The outcomes for youth at age 18 included: improved math achievement scores, receptive language abilities, working memory, and ability to accurately read others’ emotions. In addition, the nurse-visited youth were three times as likely to graduate from high school with honors compared to the control group. Also, at age 18, the proportion of nurse-visited youth receiving supplemental security income (SSI) for disability was 64.2% lower than that of the control group.
Moreover, nurse-visited female children born to all mothers participating in Nurse-Family Partnership, as a trend, had fewer convictions at age 18 than female children in the control group (an effect also observed for 19-year-old females in a previous randomized, clinical trial of the program in Elmira, N.Y). There were no other beneficial effects of the program on youth’s behavioral health.
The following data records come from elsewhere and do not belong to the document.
Issue #450, opened 2020-01-28
Unable to put a valid JSON file to a ConfigMap (from a Jinja2 template)


madmatah:
## Bug Report

**Expected behavior/code**

I would like to generate a JSON file from a Jinja2 template, in order to put it in a ConfigMap.

**Actual Behavior**

The deploy playbook fail with the following error in the task _Create the config maps in OpenShift_ : 

```
failed: [local] (item={'key': 'app', 'value': {'test.json': {'stamp': 'd-200128-08h49m48s', 'project': 'development-eugene'}}}) => {"ansible_loop_var": "item", "changed": false, "error": 400, "item": {"key": "app", "value": {"test.json": {"project": "development-eugene", "stamp": "d-200128-08h49m48s"}}}, "msg": "Failed to create object: b'{\"kind\":\"Status\",\"apiVersion\":\"v1\",\"metadata\":{},\"status\":\"Failure\",\"message\":\"ConfigMap in version \\\\\"v1\\\\\" cannot be handled as a ConfigMap: [pos 242]: json: expect char \\'\\\\\"\\' but got char \\'{\\'\",\"reason\":\"BadRequest\",\"code\":400}\\n'", "reason": "Bad Request", "status": 400}
```

**Steps to Reproduce**
1. Create a file `apps/hello/templates/services/app/configs/test.json.j2` with the following content : 
```json
{
  "stamp": "{{ deployment_stamp }}",
  "project": "{{ project_name }}"
}
```
2. Deploy the hello app
3. And then the bug happens!

**Environment**
- Arnold version: 4.7.0 on `master`
- Platform: linux / oc 3.11

**Possible Solution**

I tried to patch the _Format configMaps_ task in `tasks/create_app_config.yml` with an explicit cast to string for every rendered templates : 

```
{%- set content = lookup('template', cm_path)|string -%}
```

The `deploy` playbook is not failing anymore, but if I inspect the content of the generated ConfigMap, I can see that my JSON content has been altered (double quotes are converted to single quotes) and is invalid : 

```
$> oc describe cm hello-app-d-200128-09h01m37s
Name:         hello-app-d-200128-09h01m37s
Namespace:    development-eugene
Labels:       app=hello
              deployment_stamp=d-200128-09h01m37s
              service=app
Annotations:  <none>

Data
====
test.json:
----
{'stamp': 'd-200128-09h01m37s', 'project': 'development-eugene'}
Events:  <none>
```

**Additional context/Screenshots**

[...]

PR #451, opened 2020-01-28
🐛(playbook) fix JSON config file generation from jinja2 template

madmatah:
## Purpose

As described in #450, the deploy playbook fails to generate a ConfigMap if it contains a JSON file generated from a Jinja2 template.

## Proposal

Prevent ansible from converting/interpreting files that will be stored in ConfigMaps.

**Do you see any side effects generated by this proposal ?**

### DIFF
--- a/apps/hello/templates/services/app/configs/test.json.j2
+++ b/apps/hello/templates/services/app/configs/test.json.j2
@@ -1,0 +1,5 @@
+{
+  "stamp": "{{ deployment_stamp }}",
+  "project": "{{ project_name }}",
+  "key": "valu€"
+}
--- a/tasks/create_app_config.yml
+++ b/tasks/create_app_config.yml
@@ -36,7 +36,7 @@
       {%- for service in app_configmaps -%}
         {%- set _ = configmaps.update({ service.name: {} }) -%}
         {%- for cm_path in service.configs -%}
-          {%- set content = lookup('template', cm_path) -%}
+          {%- set content = lookup('template', cm_path, convert_data = False) -%}
           {%- set filename = cm_path | basename | regex_replace('.j2') -%}
           {%- set _ = configmaps.get(service.name).update({filename: content}) -%}
         {%- endfor -%}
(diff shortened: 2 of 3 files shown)


apps/hello/templates/services/app/configs/test.json.j2
```diff
@@ -0,0 +1,5 @@
+{
+  "stamp": "{{ deployment_stamp }}",
+  "project": "{{ project_name }}",
+  "key": "valu€"
+}
```
jmaupetit: A carriage return is missing here.

apps/hello/templates/services/app/configs/test.json.j2
```diff
@@ -0,0 +1,5 @@
+{
```
jmaupetit, line 1: Have you tried to mount this configMap in the hello app DC?

tasks/create_app_config.yml
```diff
@@ -36,7 +36,7 @@
       {%- for service in app_configmaps -%}
         {%- set _ = configmaps.update({ service.name: {} }) -%}
         {%- for cm_path in service.configs -%}
-          {%- set content = lookup('template', cm_path) -%}
+          {%- set content = lookup('template', cm_path, convert_data = False) -%}
```
jmaupetit, line 39: Looks like a smart fix :1st_place_medal:

apps/hello/templates/services/app/configs/test.json.j2
madmatah: I didn't try to mount the configMap because if the object is deployed on kubernetes without any error, I assume that the configMap is mountable.

I checked its content manually and I added the `test.json.j2` file to the project to ensure that the playbook doesn't fail on the CI.

To have a complete test suite, I can test the validity of the generated json file by mounting it on a container with `jq` utility installed, but do you think it's worth it ?

tasks/create_app_config.yml
madmatah: Thanks !

apps/hello/templates/services/app/configs/test.json.j2
jmaupetit: Nope. Go on!

jmaupetit (approved):
Once you've fixed this missing carriage return, merge this!

lunika (approved):

PR #456, opened 2020-02-05
Fixes for elasticsearch app

madmatah:
## Purpose

3 issues fixed in this PR :

1. Too many false negative in circleCI
2. The `elasticsearch_memory_lock` variable is always considered true by elasticsearch
3. Unable to discover peers on some environments because of DNS caching

## Proposal

1. Remove `test-bootstrap-elasticsearch` test from CircleCI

Improved Outcomes for Family’s Economic Self-Sufficiency:
The additional 18-year study of high-risk mothers – who had participated in nurse home visits during pregnancy until their first child’s second birthday – showed that when their first child was 18 years old, they had saved the government $17,310 (2009 dollars) in public benefits compared to women in the control group. These savings came from reduced costs for Medicaid, the Supplemental Nutrition Assistance Program (SNAP), and welfare cash assistance. Considering the $12,578 cost per family of program participation, this represents a net savings of $4,732 (2009 dollars) in government costs. The reduction in public benefit costs was explained in part by nurse-visited mothers better planning subsequent pregnancies.
This study demonstrates how Nurse-Family Partnership when serving high-risk mothers improved the mother’s life course – improving her economic self-sufficiency – and strengthened families. Nurse-visited mothers, when compared to the control group, were more likely to get married over the 18-year follow-up period and had higher rates of co-habitation. These mothers also had greater sense of mastery, that is, confidence in their ability to manage challenges in their lives. At the 18-year assessment, nurse-visited mothers had spouses who were employed 14 months more than those in the control group. There were no other program effects on maternal self-reported behavioral health.
Beginning in 1990, this study enrolled primarily African-American women with high-risk characteristics: 85% were living in households below the federal poverty level and in highly-disadvantaged neighborhoods in Memphis, TN.
Both studies had high retention rates, which contribute to the validity of the findings. The mother study completed assessments on 85% of those mothers that were still alive at their first child’s eighteenth birthday; while the youth study completed assessments on 90% of the children still alive at age 18. These high rates of retention are rare in longitudinal studies.
These follow-up studies are the most recent reports from a series of randomized, clinical trials of Nurse-Family Partnership over the past four decades. Families in these trials are being followed over their life course to estimate NFP’s long-term effects – far beyond when the program ends at the first child’s second birthday. These studies have found that Nurse-Family Partnership is successful in reducing welfare use, improving maternal life course, improving children’s cognitive development and academic achievement, reducing juvenile crime, and improving birth outcomes.